» **WHAT TO WORK ON**: Below are the records; count how many of their lines contain the word "display" and give that number only.

» **RAW DATA**:
Issue #346, opened 2018-08-13
Delete / remove photo


sanderpick:

sanderpick:
(needs a go API) - https://github.com/textileio/textile-go/issues/171

PR #370, opened 2018-08-15
Delete photos

andrewxhill:
fixes https://github.com/textileio/textile-mobile/issues/346

### DIFF
--- a/App/Config/ReduxPersist.ts
+++ b/App/Config/ReduxPersist.ts
@@ -90,13 +90,26 @@ const migrations: MigrationManifest = {
         }
       }
     }
+  },
+  7: (persistedState) => {
+    const state = persistedState as any
+    return {
+      ...state,
+      preferences: {
+        ...state.preferences,
+        tourScreens: {
+          ...state.preferences.tourScreens,
+          threads: true
+        }
+      }
+    }
   }
 }
 
 const persistConfig: PersistConfig = {
   key: 'primary',
   storage: AsyncStorage,
-  version: 6,
+  version: 7,
   whitelist: ['preferences', 'uploadingImages', 'cameraRoll', 'notifications'],
   migrate: createMigrate(migrations, { debug: false })
 }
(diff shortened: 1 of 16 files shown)


App/Config/ReduxPersist.ts
```diff
@@ -90,13 +90,26 @@ const migrations: MigrationManifest = {
...
+  },
+  7: (persistedState) => {
+    const state = persistedState as any
+    return {
+      ...state,
+      preferences: {
+        ...state.preferences,
+        tourScreens: {
+          ...state.preferences.tourScreens,
+          threads: true
```
andrewxhill: Converted the threads onboarding screen into the same as the wallet one. now that threads are the default view, it was creating a flash of onboarding every time it loaded with the old way anyway

App/SB/views/PhotoDetail/index.js
```diff
@@ -194,19 +218,21 @@ const mapStateToProps = (state, ownProps) => {
...
   const path = thread.name === 'default' ? '/photo' : '/thumb'
+  const source = photo ? {url: 'file://' + photo.id + '.png'} : {url: 'file://.png'}
+
   return {
     photo,
-    date: photo.date.split('T')[0],
-    key: photo.id + path,
-    source: {url: 'file://' + photo.id + '.png'}, // <-- in case RN uses to know things
+    date: photo && photo.date ? photo.date.split('T')[0] : '',
+    key: photo && photo.id ? photo.id + path : path,
```
andrewxhill: all this is just making it safe the if the view doesn't unmount in time before the image remove request is done that it wont error out

andrewxhill:
okay, updated android bridge. gtg

App/Redux/PreferencesRedux.ts
```diff
@@ -45,7 +45,8 @@ export const initialState: PreferencesState = {
   onboarded: false,
   verboseUi: false,
   tourScreens: {
-    wallet: true
+    wallet: true,
+    threads: true
```
asutula: I don't understand why these would initially be `true`. Seems that the tour UI would never show for new users then. Maybe I'm missing something.

andrewxhill: true == yes, show it

PR #375, opened 2018-08-15
Image sharing update

asutula:
WIP: Still need to get the UI for visualizing the processing images in the thread timeline.

But, it's to the point where we should start discussing the code.

- Cleans up image sharing data flow
- Adds new `ProcessingImagesRedux` that tracks state of images before they are done sharing to a thread.
- Reverses the order of processing, now we add to IPFS, upload, add to wallet, share to thread


asutula:
Ah need to update the tests as well, they're failing now

App/Containers/AddCaptionScreen.js
```diff
@@ -1,110 +1,79 @@
...
         </TextileHeaderButtons>
       ),
     }
   }
 
   handleNewText = (text: string) => {
-    this.setState({ value: text})
+    this.props.updateComment(text)
     this.props.navigation.setParams({
-      close: () => { this.props.close() },
```
asutula: This is cool, I discovered that `navigation.setParams` doesn't overwrite any params that were previously set, it just updates or adds to them. So you don't have to re-set the params that were already set in `componentWillMount`

App/Models/TextileTypes.ts
```diff
@@ -101,9 +101,7 @@ export type SharedImage = {
   path?: string,
   height: number,
   width: number,
-  isVertical: boolean,
-  caption?: string, // used for pre-upload display
```
asutula: Don't need `caption` and `addResult` in here because we track them next to `SharedImage` in `ProcessingImagesRedux` now

App/Navigation/AppNavigation/Primary/TabNavigator/Threads/index.ts
```diff
@@ -15,7 +15,7 @@ const nav = createStackNavigator(
     AddThread: AddThreadScreen,
     ViewThread: ThreadsDetail,
     PhotoViewer: ThreadPhotoDetail,
-    SharePhoto: AddCaptionScreen,
```
asutula: We had duplicate route names. Not sure what the expected behavior is in that case, but just made them unique.

App/Redux/AuthRedux.ts
```diff
@@ -117,7 +118,7 @@ export function reducer (state: AuthState = initialState, action: AuthAction): A
 }
 
 export const AuthSelectors = {
-  tokens: (state: any) => state.auth.tokens
+  tokens: (state: RootState) => state.auth.tokens
```
asutula: Can use `RootState` now wherever you have to handle state, nice and typed

App/Redux/CameraRollRedux.ts
```diff
@@ -21,24 +21,6 @@ const actions = {
...
-    return (threadId: string, image: TextileTypes.SharedImage, addResult: TextileTypes.AddResult) => resolve({ threadId, image, addResult })
-  }),
-  remotePinStarted: createAction('REMOTE_PIN_STARTED', resolve => {
-    return (threadId: string, image: TextileTypes.SharedImage) => resolve({ threadId, image })
-  }),
-  imagePinError: createAction('IMAGE_PICKER_PIN_ERROR', resolve => {
-    return (threadId: string, image: TextileTypes.SharedImage) => resolve({ threadId, image })
-  }),
-  cancelShare: createAction('CANCEL_IMAGE_PICKER_SHARE', resolve => {
-    return (threadId: string, image: TextileTypes.SharedImage) => resolve({ threadId, image })
```
asutula: It was confusing to have image sharing redux spread around, so it's all in `UIRedux` now

App/Redux/ProcessingImagesRedux.ts
```diff
@@ -0,0 +1,207 @@
...
+    readonly uploadProgress: number
+    readonly responseCode?: string
+    readonly responseBody?: string
+    readonly errorMessage?: string
+  }
+}
+
+export type ProcessingImagesState = {
+  readonly images: ProcessingImage[]
+}
```
asutula: This redux is where we track and persist the state of images from when they are first picked to be shared until they are done being shared to a thread. We track state though all of adding to IPFS, upload for remote pinning, adding to wallet (`default` thread), and sharing to thread.

App/Redux/UIRedux.ts
```diff
@@ -86,10 +87,9 @@ export type UIState = {
     readonly photoId?: string
     readonly threadId?: string
   },
-  readonly sharingPhoto: {
-    readonly active: boolean,
-    readonly hash?: string,
-    readonly selectedThreads: ReadonlyMap<string, boolean>,
+  readonly sharingPhoto?: {
```
asutula: Centralized the state of picking a photo to share, adding a comment, etc. Makes it easier to not have to pass state between screens in the nav props. Also, this state works for shares from the Wallet or from the camera roll (note `image?: SharedImage | string`).

App/Sagas/HandleImageUploadComplete.ts
```diff
@@ -0,0 +1,38 @@
+import { call, put, select } from 'redux-saga/effects'
```
asutula: Hey look, not adding any more to `TextileSagas`. Putting new sagas in separate files.

App/Sagas/HandleSharePhotoRequest.ts
```diff
@@ -0,0 +1,56 @@
...
+import RNFS from 'react-native-fs'
+
+import { uploadFile } from './UploadFile'
+import TextileNode from '../../TextileNode'
+import { SharedImage, AddResult } from '../Models/TextileTypes'
+import TextileNodeActions from '../Redux/TextileNodeRedux'
+import ProcessingImagesActions from '../Redux/ProcessingImagesRedux'
+import UIActions from '../Redux/UIRedux'
+
+export function * handleSharePhotoRequest(action: ActionType<typeof UIActions.sharePhotoRequest>) {
```
asutula: Step #1. This guy handles a share request by either doing the share from wallet thing, or by adding a photo from the camera roll to IPFS, and triggering an upload.

App/Sagas/HandleImageUploadComplete.ts
```diff
@@ -0,0 +1,38 @@
...
+import { ActionType } from 'typesafe-actions'
+import RNFS from 'react-native-fs'
+
+import TextileNode from '../../TextileNode'
+import ProcessingImagesActions, { ProcessingImagesSelectors, ProcessingImage } from '../Redux/ProcessingImagesRedux'
+import getDefaultThread from './GetDefaultThread'
+import { Thread } from '../Models/TextileTypes'
+
+export function * handleImageUploadComplete (action: ActionType<typeof ProcessingImagesActions.imageUploadComplete>) {
```
asutula: Step #2. Once the upload is complete, this guy adds the photo to the wallet and shared it to the thread the user originally chose.

App/Sagas/TextileSagas.ts
```diff
@@ -611,8 +576,9 @@ export function * showImagePicker(action: ActionType<typeof UIActions.showImageP
         width: pickerResponse.width,
         isVertical: pickerResponse.isVertical
       }
-      yield put(CameraRollActions.imagePickerSuccess(threadId, image))
-      yield call(NavigationService.navigate, 'SharePhoto', {threadId, image})
+      yield put(UIActions.updateSharingPhotoThread(threadId))
+      yield put(UIActions.updateSharingPhotoImage(image))
+      yield call(NavigationService.navigate, 'ThreadSharePhoto', { backTo: 'ViewThread' })
```
asutula: The AddComment screen can be canceled out of by tapping the back button, but depending on what context you're in (adding from the wallet screen or adding from the thread detail screen), you need to go back to a different place. To support that we pass in a route name as `backTo` that the AddComment screen can ready and use when the back button is tapped.

App/Models/TextileTypes.ts
andrewxhill: nice

App/Navigation/AppNavigation/Primary/TabNavigator/Threads/index.ts
andrewxhill: cool

App/Redux/AuthRedux.ts
andrewxhill: nice

App/Redux/CameraRollRedux.ts
andrewxhill: perfect

App/Redux/ProcessingImagesRedux.ts
andrewxhill: nice

App/Containers/AddCaptionScreen.js
```diff
@@ -1,110 +1,79 @@
...
   static navigationOptions = ({ navigation }) => {
     const params = navigation.state.params || {}
     return {
       headerTitle: 'Photo Caption',
       headerLeft: (
         <TextileHeaderButtons left>
-          <Item title='Back' iconName='arrow-left' onPress={() => { navigation.dispatch(NavigationActions.back()) }} />
+          <Item title='Back' iconName='arrow-left' onPress={() => {
+            params.cancelShare()
+            navigation.dispatch(NavigationActions.navigate({ routeName: params.backTo }))
```
asutula: This is cool. With the new version of `react-navigation` we updated to recently, you can just `navigate` to a route name and not worry about if that route is already in the stack. If it's not, it will be pushed onto the stack. If it is in the stack, it will navigate 'back' to it.

App/Redux/UIRedux.ts
andrewxhill: very cool

App/Sagas/GetDefaultThread.ts
```diff
@@ -0,0 +1,22 @@
+import { call, put, take } from 'redux-saga/effects'
+import { ActionType, getType } from 'typesafe-actions'
+
+import TextileNode from '../../TextileNode'
+import { Threads } from '../Models/TextileTypes'
+import ThreadsActions from '../Redux/ThreadsRedux'
+
+export default function * getDefaultThread () {
```
andrewxhill: nice

App/Sagas/HandleImageUploadComplete.ts
andrewxhill: yes! about time

App/Sagas/HandleSharePhotoRequest.ts
```diff
@@ -0,0 +1,56 @@
...
+    yield put(TextileNodeActions.getPhotoHashesRequest(threadId))
+  } catch (error) {
+    yield put(UIActions.imageSharingError(error))
+  }
+}
+
+function * addAndUploadImage (image: SharedImage, threadId: string, comment?: string) {
+  try {
+    yield put(ProcessingImagesActions.insertAddingImage(image, threadId, comment))
+    const path = image.uri.replace('file://', '')
```
andrewxhill: didn't notice, is the Android path variation being handled way back somewhere now?

asutula: Ah not sure. What does the android `uri` look like, do you know?

andrewxhill: the picker payload includes a `.path` you should use instead of `uri` i think

andrewxhill:
clooooose?!?

PR #382, opened 2018-08-17
Notifications

andrewxhill:


App/Containers/ThreadsList.js
```diff
@@ -56,24 +58,59 @@ class ThreadsList extends React.PureComponent {
...
       this.props.navigation.setParams({
-        profile: this.props.profile
+        profile: this.props.profile,
+        onTour: this.props.tourScreen === true
       })
     }
+    if (
+      this.props.threads.length !== prevProps.threads.length
+    ) {
+      this._notificationPrompt()
```
asutula: There's a really nice way to do things like this in a saga. Detaching it from the UI makes it a lot cleaner. Check out the `watchFirstThreeTodosCreation` saga here to see the idea: https://redux-saga.js.org/docs/advanced/FutureActions.html

App/Redux/PreferencesRedux.ts
```diff
@@ -46,7 +55,44 @@ export const initialState: PreferencesState = {
   verboseUi: false,
   tourScreens: {
     wallet: true,
-    threads: true
+    threads: true,
+    notifications: true
+  },
+  services: {
```
asutula: Cool, this works, thought just popped into my head that i wonder if it would be easier to deal with these as a tree instead of using `dependsOn`. So you'd have a root service (that is always enabled), it's children would be, for example, `notifications`, the the children of `notifications` would be all the different notification types, etc. Just a thought, if this is easy and scaleable, cool.

App/Redux/PreferencesRedux.ts
```diff
@@ -78,7 +129,8 @@ export const PreferencesSelectors = {
   // TODO: Need typed state
   onboarded: (state: any) => state.preferences.onboarded,
   pending: (state: any) => state.preferences.pending,
-  profile: (state: any) => state.preferences.profile
+  profile: (state: any) => state.preferences.profile,
+  service: (state: any, name: ServiceType) => state.preferences.services[name]
```
asutula: You can use `RootState` here and get all the TS goodness.

App/Redux/PreferencesRedux.ts
andrewxhill: pondered this one a bit more and realized, those nestings are primarily UI related, I'm going to remove them from the persisted state entirely

App/Redux/PreferencesRedux.ts
andrewxhill: done

App/Redux/PreferencesRedux.ts
andrewxhill: done

App/Redux/TextileNodeRedux.ts
```diff
@@ -146,15 +166,16 @@ function createEmptyThreadData (): ThreadData {
 
 // TODO: create RootState type that will be passed into these
 export const TextileNodeSelectors = {
-  locked: (state: any) => (state.textileNode as TextileNodeState).locked,
-  appState: (state: any) => (state.textileNode as TextileNodeState).appState,
-  online: (state: any) => (state.textileNode as TextileNodeState).online,
-  threads: (state: any) => (state.textileNode as TextileNodeState).threads,
+  locked: (state: RootState) => (state.textileNode as TextileNodeState).locked,
```
asutula: You can remove the type casts here now.

App/SB/views/Settings/index.js
```diff
@@ -63,60 +60,51 @@ class SyncPermissions extends React.PureComponent {
...
-                  </TouchableOpacity>
-                </View>
-              </View>
-              <Button title={'enable'} color={'#4a4a4a'} buttonStyle={styles.permissionsButtonStyle} onPress={this.toggleBackground.bind(this)} />
-            </View>
+            {Object.keys(this.props.services)
+              .map((service, i) => {
+                const value = !!this.props.services[service].status
+                let children = Object.keys(this.props.children)
+                  .filter((key) => this.props.children[key].info.dependsOn === service)
```
asutula: `dependsOn` is gone now, right?

App/SB/views/Settings/index.js
```diff
@@ -126,15 +114,43 @@ class SyncPermissions extends React.PureComponent {
...
+  const allServices: {[index: string]: string} = Object.keys(state.preferences.services)
+    .reduce((previous, current) => {
+      let basic = state.preferences.services[current]
+      basic.info = GetServiceInfo(current)
+      previous[current] = basic
+      return previous
+    }, {})
+
+  const services: {[index: string]: string} = Object.keys(allServices)
+    .filter((key) => allServices[key].info !== undefined && allServices[key].info.dependsOn === undefined)
```
asutula: `dependsOn` is used here too

App/SB/views/Settings/index.js
```diff
@@ -126,15 +114,43 @@ class SyncPermissions extends React.PureComponent {
...
+    .reduce((previous, current) => {
+      previous[current] = allServices[current]
+      return previous
+    }, {})
+
+  // get any services that depend on top level services
+  const children = Object.keys(allServices)
+    .filter((key) => allServices[key].info !== undefined && allServices[key].info.dependsOn !== undefined)
```
asutula: And here too

andrewxhill: ditto

App/SB/views/Settings/index.js
andrewxhill: I moved it into the `.info` object which is only here in the UI

App/SB/views/Settings/index.js
asutula: Oh I guess you removed it from the `ReduxPersist` migration, but it's still in `TextileTypes`. Not sure what your intention is there, let me know.

andrewxhill: nah, not in TTypes, i just append it here in this view. Adds an info object per key. Info contains what the title string, info string, nesting info are. All things just for the display. It's here, https://github.com/textileio/textile-mobile/pull/382/files#diff-ca34c21d7c542bf55f24da0b6f885ba9R1

asutula: Ayyy, just ignore me for a minute, think i'm all confused about where different things are defined/used.

App/Models/TextileTypes.ts
```diff
@@ -3,6 +3,38 @@ export interface Event {
...
+  peerLeftNotification
+}
+
+export interface Notification {
+  id: string
+  date: string
+  actor_id: string
+  actor_username: string
+  target_id: string
+  type: number
```
asutula: Does this correspond to a `NotificationType`? If so, we should use the actual type here.

App/Services/EventHandlers/NotificationEventHandler.ts
```diff
@@ -0,0 +1,38 @@
...
+    this.store = store
+    this.setup()
+  }
+
+  onNotification (notification: TextileTypes.NotificationEngagement) {
+    if (notification.userInteraction === true) {
+      this.store.dispatch(TriggersActions.newEngagement(notification))
+    }
+    if (notification.finish) {
+      notification.finish(PushNotificationIOS.FetchResult.NoData)
```
asutula: Not sure what this does, but just flagging as Android TODO since it's using an iOS only API

App/Services/Notifications.ts
```diff
@@ -0,0 +1,129 @@
...
+  if (!actor || actor === '') {
+    actor = 'Someone'
+  }
+  return actor
+}
+
+function notificationToPayload(notification: TextileTypes.Notification): NotificationsPayload {
+  const category = TextileTypes.NotificationType[notification.type] as string
+  switch (notification.type) {
+    case(0): {
```
asutula: Yea, think these should by typed enums if you update `TextileTypes` to use the enum instead of `number`.

android/app/build.gradle
```diff
@@ -166,6 +166,9 @@ android {
 }
 
 dependencies {
+    compile project(':react-native-extra-dimensions-android')
+    compile project(':react-native-push-notification')
+    compile project(':react-native-notifications')
```
asutula: No longer used, right?

asutula:
Looks like all traces of the wix react-native-notifications lib need to be removed from the Android and iOS projects

android/app/build.gradle
andrewxhill: cool yeah, haven't gone through android stuff yet

andrewxhill:
yep, haven't even tried on android

andrewxhill:
Okay, i think this guy is good for a whirl on TF.

There is going to be some work to make notifications really nice, but let's see if they even work. 

Feels like the very next step would be to get the background location enabled again, enough to warm up node and update notifications

App/Containers/ThreadsList.js
andrewxhill: opened a ticket for this, will handle in a follow-up.

App/Config/ReduxPersist.ts
```diff
@@ -103,14 +103,58 @@ const migrations: MigrationManifest = {
...
   }
 }
 
 const persistConfig: PersistConfig = {
   key: 'primary',
   storage: AsyncStorage,
-  version: 7,
-  whitelist: ['preferences', 'uploadingImages', 'processingImages', 'cameraRoll', 'notifications'],
+  version: 8,
+  whitelist: ['preferences', 'uploadingImages', 'processingImages', 'cameraRoll'],
```
asutula: So we don't want to persist notification data?

andrewxhill: nope! all comes from go now

App/Redux/NotificationsRedux.ts
```diff
@@ -1,36 +1,69 @@
...
+  notificationFailure: createAction('NOTIFICATION_FAILURE', resolve => {
+    return (notification: TextileTypes.Notification) => resolve({ notification })
   })
 }
 
 export type NotificationsAction = ActionType<typeof actions>
 
 export type NotificationsState = {
-  readonly notifications: Array<TextileTypes.Notification>
+  readonly notifications: Array<TextileTypes.Notification>,
```
asutula: Use `ReadonlyArray` here.

App/Redux/PreferencesRedux.ts
```diff
@@ -24,20 +25,28 @@ const actions = {
...
+}
 export type PreferencesState = {
   onboarded: boolean
   verboseUi: boolean
   mnemonic?: string
   publicKey?: string
   profile?: Profile
   pending?: string,
-  // tracks if a user has seen a particular tour screen
+  readonly services: {[index: string]: Service}
```
asutula: Maybe this should be indexed by `ServiceType` and not `string`?

andrewxhill: you cannot have both in the map like that

andrewxhill: as in, `{[index: ServiceType]: Service}` isn't valid

asutula: Hmm. Maybe if you make the enum?

App/Redux/UIRedux.ts
```diff
@@ -63,14 +64,8 @@ const actions = {
...
   }),
-  refreshMessagesRequest: createAction('REFRESH_MESSAGES_REQUEST', resolve => {
-    return (hidden?: boolean) => resolve({hidden})
-  }),
-  refreshMessagesSuccess: createAction('REFRESH_MESSAGES_SUCCESS', resolve => {
-    return (timestamp: number) => resolve({ timestamp })
-  }),
-  refreshMessagesFailure: createAction('REFRESH_MESSAGES_FAILURE', resolve => {
-    return (error: Error) => resolve({ error })
+  routeDeepLinkRequest: createAction('ROUTE_DEEP_LINK_REQUEST', resolve => {
```
asutula: This is duplicated here and in `TriggersRedux`

App/Redux/PreferencesRedux.ts
andrewxhill: could be yeah, sounds like future optimization. by using the `ServiceType` for all action inputs where it occurs it's 99% typed :)

asutula: Sorry, i meant maybe if you make `ServiceType` an `enum`.

andrewxhill: ah yeah, could be

andrewxhill: just tried, must be string or number

andrewxhill: make all of services an enum i guess. seriously though, next time

andrewxhill: ha

App/Redux/UIRedux.ts
andrewxhill: doh, fixed. no idea why i did that

PR #2294, opened 2024-06-10
fix(logs): match preset from date range

bodinsamuel:
## Describe your changes

Fixes NAN-1132

- Automatically match preset from date range when accessing the UI with a URL
We always store the period and compute diff to see if one diff match a preset

- fix: correctly set a default range at first load


packages/webapp/src/utils/logs.tsx
```diff
@@ -31,13 +32,72 @@ export function getLogsUrl(
...
+    return { from, to };
+}
+
+// Define presets
+export const presets = [
+    { name: 'last5m', label: 'Last 5 minutes' },
+    { name: 'last1h', label: 'Last hour' },
+    { name: 'last24h', label: 'Last 24 hours' },
+    { name: 'last3', label: 'Last 3 days' },
+    { name: 'last7', label: 'Last 7 days' },
```
khaliqgant: Would prefer everything has a unit

khaliqgant (approved):
Small nit

packages/webapp/src/utils/logs.tsx
bodinsamuel: good point

PR #2297, opened 2024-06-10
fix(cli): use absolute path

bodinsamuel:
## Describe your changes

Fixes NAN-1174

- Use absolute path everywhere 
Using relative path is making the testing quite cumbersome and unreliable. Passing `fullPath` makes things a bit more idem potent and less surprising. Basically we call `process.cwd()` only in `index.ts` and the rest of the functions are taking this param as base path.

- Updated the unit test with temporary folders
They were all compiling to the same folder making debugging slightly annoying and adding potential conflict.

## Test

I have tested locally but if you can try on your setup that would be really helpful since it's touching everything.
```sh
node packages/cli/dist/index.js dev
node packages/cli/dist/index.js compile
node packages/cli/dist/index.js dryrun
node packages/cli/dist/index.js deploy dev
```


packages/cli/lib/services/compile.service.ts
```diff
@@ -206,16 +231,23 @@ async function compile({
...
+
     await build({
         entryPoints: [file.inputPath],
-        tsconfig: getNangoRootPath() + '/tsconfig.dev.json',
+        tsconfig: path.join(getNangoRootPath()!, 'tsconfig.dev.json'),
         skipNodeModulesBundle: true,
         silent: !debug,
-        outDir: dirname,
+        outDir: path.join(fullPath, 'dist'),
+        outExtension: () => ({ js: '.js' }),
```
bodinsamuel, line 244: I realized when testing more deeply that if you had a package.json with type:module it would compile to cjs instead so I'm forcing the extension

TBonnin (approved):
lgtm. Tested locally also and everything worked

khaliqgant:
I’ll try and test this today

khaliqgant (approved):
Tested and works as expected.

PR #2298, opened 2024-06-10
feat(orchestrator): add update frequency

TBonnin:


packages/orchestrator/lib/routes/v1/putRecurring.ts
```diff
@@ -7,43 +7,59 @@ import { validateRequest } from '@nangohq/utils';
...
 const method = 'PUT';
 
-export type PostRecurring = Endpoint<{
+export type PutRecurring = Endpoint<{
     Method: typeof method;
     Path: typeof path;
     Body: {
-        scheduleName: string;
-        state: 'STARTED' | 'PAUSED' | 'DELETED';
+        schedule: { name: string; state: 'STARTED' | 'PAUSED' | 'DELETED' } | { name: string; frequencyMs: number };
```
TBonnin, line 14: We currently don't update frequency and state at the same time so making the endpoint a disjoint union type because it is simpler to implement. We will refactor if updating a schedule requires to change multiple attributes at the same time

packages/shared/lib/clients/orchestrator.ts
```diff
@@ -669,6 +677,53 @@ export class Orchestrator {
...
+        syncId: string;
+        interval: string;
+        syncName: string;
+        environmentId: number;
+        activityLogId?: number;
+        logCtx?: LogContext;
+    }): Promise<Result<void>> {
+        const isGloballyEnabled = await featureFlags.isEnabled('orchestrator:schedule', 'global', false);
+        const isEnvEnabled = await featureFlags.isEnabled('orchestrator:schedule', `${environmentId}`, false);
+        const isOrchestrator = isGloballyEnabled || isEnvEnabled;
```
TBonnin, line 697: we do update in both temporal and orchestrator and return the result based on the flag. The idea is to have the schedules mirrored in both systems and keep their states up-to-date. The same flag will be used in `jobs` to determine which execution between the temporal one and the orchestrator one will actually run.

packages/orchestrator/lib/clients/client.integration.test.ts
```diff
@@ -62,6 +62,34 @@ describe('OrchestratorClient', async () => {
...
+                        id: 123,
+                        connection_id: 'C',
+                        provider_config_key: 'P',
+                        environment_id: 456
+                    },
+                    debug: false
+                }
+            });
+
+            const res = await client.updateSyncFrequency({ scheduleName: name, frequencyMs: 600_000 });
```
bodinsamuel, line 90: would be great to check that it's been actually updated

packages/shared/lib/services/sync/config/deploy.service.ts
```diff
@@ -45,13 +45,32 @@ const nameOfType = 'sync/action';
 
 type FlowWithVersion = Omit<IncomingFlowConfig, 'fileBody'>;
 
+interface OrchestratorInterface {
```
bodinsamuel: you could export this interface from the orchestrator and install as devDevp

packages/shared/lib/clients/orchestrator.ts
```diff
@@ -669,6 +677,53 @@ export class Orchestrator {
...
+                    operation: LogActionEnum.SYNC_CLIENT,
+                    environmentId,
+                    metadata: {
+                        syncName,
+                        scheduleName,
+                        frequencyMs
+                    }
+                });
+            } else {
+                await logCtx?.info(`Updated sync "${syncId}" frequency to ${frequencyMs}ms.`);
```
bodinsamuel: syncId is already in the metadata, no entirely needed for customer facing message

bodinsamuel (approved):
Looks good 🪗
(nb: not tested)

khaliqgant (approved):

packages/shared/lib/services/sync/config/deploy.service.ts
TBonnin: good idea. I like this

packages/orchestrator/lib/clients/client.integration.test.ts
TBonnin: true but there is an unit test in scheduler that is testing the internal function is correctly updating. This test is more focus on confirming that the communication between the client and the scheduler service is successful, assuming that what' internal to the scheduler is working as expected. Soon I am gonna need to add a get schedule functionality to the client. I will update this test to check the value has been updated

packages/shared/lib/services/sync/config/deploy.service.ts
TBonnin: I don't even need to do that. There is already a OrchestratorClient interface (I even forget what I have done last week) and I can use that to instantiate a mock orchestrator with a noop OrchestratorClient in the test. [2862bca](https://github.com/NangoHQ/nango/pull/2298/commits/2862bca38b2df1618de4432fa57847e42f131ddb)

» **OUTPUT BELOW**: 2